=== WORK INSTRUCTION ===
Word for word, retype every line of the data.

=== RECORDS ===

PR #6314, opened 2018-06-24
Collect and archive Mesos sandboxes after failed SI tests

zen-dog:
Summary:
To ease debugging of flaky SI tests we tarball and download Mesos sandboxes after failed SI runs and archive them with the Jenkins build.

### DIFF
--- a/Jenkinsfile.strict.si
+++ b/Jenkinsfile.strict.si
@@ -36,7 +36,7 @@ node('py36') {
         } finally {
             junit allowEmptyResults: true, testResults: 'shakedown.xml'
             archive includes: "**/diagnostics.zip"
-            archive includes: "**/sandbox_.tar.gz"
+            archive includes: "**/sandbox_*.tar.gz"
         }
     }
   }
--- a/Jenkinsfile.strict.si
+++ b/Jenkinsfile.strict.si
@@ -36,6 +36,7 @@ node('py36') {
         } finally {
             junit allowEmptyResults: true, testResults: 'shakedown.xml'
             archive includes: "**/diagnostics.zip"
+            archive includes: "**/sandbox_.tar.gz"
         }
     }
   }
--- a/tests/system/fixtures/__init__.py
+++ b/tests/system/fixtures/__init__.py
@@ -99,6 +99,7 @@ def docker_ipv6_network_fixture():
 def archive_sandboxes():
     # Nothing to setup
     yield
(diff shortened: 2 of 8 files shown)


Jenkinsfile.strict.si
```diff
@@ -36,6 +36,7 @@ node('py36') {
         } finally {
             junit allowEmptyResults: true, testResults: 'shakedown.xml'
             archive includes: "**/diagnostics.zip"
+            archive includes: "**/sandbox_.tar.gz"
```
alenkacz: is this correct? I would expect something like `sandbox_*.tar.gz`

zen-dog: Good catch! That's a typo

tests/system/fixtures/__init__.py
```diff
@@ -93,3 +93,20 @@ def docker_ipv6_network_fixture():
...
+    # We tarball the sandboxes from all the agents first and download them afterwards
+    for agent in shakedown.get_private_agents():
+        file_name = 'sandbox_{}.tar.gz'.format(agent.replace(".", "_"))
+        cmd = 'sudo tar -zcvf {} /var/lib/mesos/slave'.format(file_name)
+        status, output = shakedown.run_command_on_agent(agent, cmd)  # NOQA
+
+        if status:
+            shakedown.copy_file_from_agent(agent, file_name)
+        else:
+            print('DEBUG: Failed to tarball the sandbox from the agent={}, output={}'.format(agent, output))
```
jeschkies: How about `logging.debug("Failed to tarball....")`?

tests/system/fixtures/__init__.py
```diff
@@ -93,3 +93,20 @@ def docker_ipv6_network_fixture():
     yield
     for agent in agents:
         shakedown.run_command_on_agent(agent, f"sudo docker network rm mesos-docker-ipv6-test")
+
+
+@pytest.fixture(autouse=True, scope='session')
+def archive_sandboxes():
```
jeschkies: This is really nice! I think we should add it to Shakedown, though. What do you think?

tests/system/fixtures/__init__.py
zen-dog: Do we have a `logger`? Last time I checked, it's `print` all over the place

jeschkies: We should move to logger at some point. I think Shakedown uses the logger.

PR #6320, opened 2018-06-27
Define instance goals.

jeschkies:
Summary:
This introduces instances goals. For now they have no effects. However, it is the basis for further
improvements. Please note that we omit the goal in the instance state format. It will be added
with the goal migration logic.

JIRA issues: MARATHON-8244

### DIFF
--- a/src/main/scala/mesosphere/marathon/core/instance/Goal.scala
+++ b/src/main/scala/mesosphere/marathon/core/instance/Goal.scala
@@ -1,28 +1,54 @@
-package mesosphere.marathon.core.instance
+package mesosphere.marathon
+package core.instance
+
+import play.api.libs.json.{Format, JsError, JsResult, JsString, JsSuccess, JsValue, JsonValidationError, Reads, Writes}
 
 /**
   * Defines goal of the instance.
   * Goal is set by an orchestration layer and interpreted by scheduler layer.
   * In the end it is used by low-level scheduler to make scheduling decisions e.g. should the task associated with this instance be launched or killed?
   */
-sealed trait Goal
+sealed trait Goal extends Product with Serializable
 
-/**
-  * There should always be a running Mesos task associated by instance in this state.
-  * Instance with Suspended Goal might be changed to both [[Running]] or [[Suspended]] by orchestration layer.
-  */
-object Running extends Goal
+object Goal {
 
-/**
-  * Tasks associated with this instance shall be killed, but the instance needs to be kept in the state.
-  * This is typically needed for resident instances, where we need to persist the reservation for re-launch.
-  * Instance with Suspended Goal might be changed to both [[Running]] or [[Decommissioned]].
-  */
-object Suspended extends Goal
+  /**
+    * There should always be a running Mesos task associated by instance in this state.
+    * Instance with Suspended Goal might be changed to both [[Running]] or [[Stopped]] by orchestration layer.
+    */
+  case object Running extends Goal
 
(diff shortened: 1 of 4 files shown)


src/main/scala/mesosphere/marathon/core/instance/Goal.scala
```diff
@@ -0,0 +1,54 @@
...
+  * Defines goal of the instance.
+  * Goal is set by an orchestration layer and interpreted by scheduler layer.
+  * In the end it is used by low-level scheduler to make scheduling decisions e.g. should the task associated with this instance be launched or killed?
+  */
+sealed trait Goal extends Product with Serializable
+
+object Goal {
+
+  /**
+    * There should always be a running Mesos task associated by instance in this state.
```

=== RESULT ===
PR #6314, opened 2018-06-24
Collect and archive Mesos sandboxes after failed SI tests

zen-dog:
Summary:
To ease debugging of flaky SI tests we tarball and download Mesos sandboxes after failed SI runs and archive them with the Jenkins build.

### DIFF
--- a/Jenkinsfile.strict.si
+++ b/Jenkinsfile.strict.si
@@ -36,7 +36,7 @@ node('py36') {
         } finally {
             junit allowEmptyResults: true, testResults: 'shakedown.xml'
             archive includes: "**/diagnostics.zip"
-            archive includes: "**/sandbox_.tar.gz"
+            archive includes: "**/sandbox_*.tar.gz"
         }
     }
   }
--- a/Jenkinsfile.strict.si
+++ b/Jenkinsfile.strict.si
@@ -36,6 +36,7 @@ node('py36') {
         } finally {
             junit allowEmptyResults: true, testResults: 'shakedown.xml'
             archive includes: "**/diagnostics.zip"
+            archive includes: "**/sandbox_.tar.gz"
         }
     }
   }
--- a/tests/system/fixtures/__init__.py
+++ b/tests/system/fixtures/__init__.py
@@ -99,6 +99,7 @@ def docker_ipv6_network_fixture():
 def archive_sandboxes():
     # Nothing to setup
     yield
(diff shortened: 2 of 8 files shown)


Jenkinsfile.strict.si
```diff
@@ -36,6 +36,7 @@ node('py36') {
         } finally {
             junit allowEmptyResults: true, testResults: 'shakedown.xml'
             archive includes: "**/diagnostics.zip"
+            archive includes: "**/sandbox_.tar.gz"
```
alenkacz: is this correct? I would expect something like `sandbox_*.tar.gz`

zen-dog: Good catch! That's a typo

tests/system/fixtures/__init__.py
```diff
@@ -93,3 +93,20 @@ def docker_ipv6_network_fixture():
...
+    # We tarball the sandboxes from all the agents first and download them afterwards
+    for agent in shakedown.get_private_agents():
+        file_name = 'sandbox_{}.tar.gz'.format(agent.replace(".", "_"))
+        cmd = 'sudo tar -zcvf {} /var/lib/mesos/slave'.format(file_name)
+        status, output = shakedown.run_command_on_agent(agent, cmd)  # NOQA
+
+        if status:
+            shakedown.copy_file_from_agent(agent, file_name)
+        else:
+            print('DEBUG: Failed to tarball the sandbox from the agent={}, output={}'.format(agent, output))
```
jeschkies: How about `logging.debug("Failed to tarball....")`?

tests/system/fixtures/__init__.py
```diff
@@ -93,3 +93,20 @@ def docker_ipv6_network_fixture():
     yield
     for agent in agents:
         shakedown.run_command_on_agent(agent, f"sudo docker network rm mesos-docker-ipv6-test")
+
+
+@pytest.fixture(autouse=True, scope='session')
+def archive_sandboxes():
```
jeschkies: This is really nice! I think we should add it to Shakedown, though. What do you think?

tests/system/fixtures/__init__.py
zen-dog: Do we have a `logger`? Last time I checked, it's `print` all over the place

jeschkies: We should move to logger at some point. I think Shakedown uses the logger.

PR #6320, opened 2018-06-27
Define instance goals.

jeschkies:
Summary:
This introduces instances goals. For now they have no effects. However, it is the basis for further
improvements. Please note that we omit the goal in the instance state format. It will be added
with the goal migration logic.

JIRA issues: MARATHON-8244

### DIFF
--- a/src/main/scala/mesosphere/marathon/core/instance/Goal.scala
+++ b/src/main/scala/mesosphere/marathon/core/instance/Goal.scala
@@ -1,28 +1,54 @@
-package mesosphere.marathon.core.instance
+package mesosphere.marathon
+package core.instance
+
+import play.api.libs.json.{Format, JsError, JsResult, JsString, JsSuccess, JsValue, JsonValidationError, Reads, Writes}
 
 /**
   * Defines goal of the instance.
   * Goal is set by an orchestration layer and interpreted by scheduler layer.
   * In the end it is used by low-level scheduler to make scheduling decisions e.g. should the task associated with this instance be launched or killed?
   */
-sealed trait Goal
+sealed trait Goal extends Product with Serializable
 
-/**
-  * There should always be a running Mesos task associated by instance in this state.
-  * Instance with Suspended Goal might be changed to both [[Running]] or [[Suspended]] by orchestration layer.
-  */
-object Running extends Goal
+object Goal {
 
-/**
-  * Tasks associated with this instance shall be killed, but the instance needs to be kept in the state.
-  * This is typically needed for resident instances, where we need to persist the reservation for re-launch.
-  * Instance with Suspended Goal might be changed to both [[Running]] or [[Decommissioned]].
-  */
-object Suspended extends Goal
+  /**
+    * There should always be a running Mesos task associated by instance in this state.
+    * Instance with Suspended Goal might be changed to both [[Running]] or [[Stopped]] by orchestration layer.
+    */
+  case object Running extends Goal
 
(diff shortened: 1 of 4 files shown)


src/main/scala/mesosphere/marathon/core/instance/Goal.scala
```diff
@@ -0,0 +1,54 @@
...
+  * Defines goal of the instance.
+  * Goal is set by an orchestration layer and interpreted by scheduler layer.
+  * In the end it is used by low-level scheduler to make scheduling decisions e.g. should the task associated with this instance be launched or killed?
+  */
+sealed trait Goal extends Product with Serializable
+
+object Goal {
+
+  /**
+    * There should always be a running Mesos task associated by instance in this state.
```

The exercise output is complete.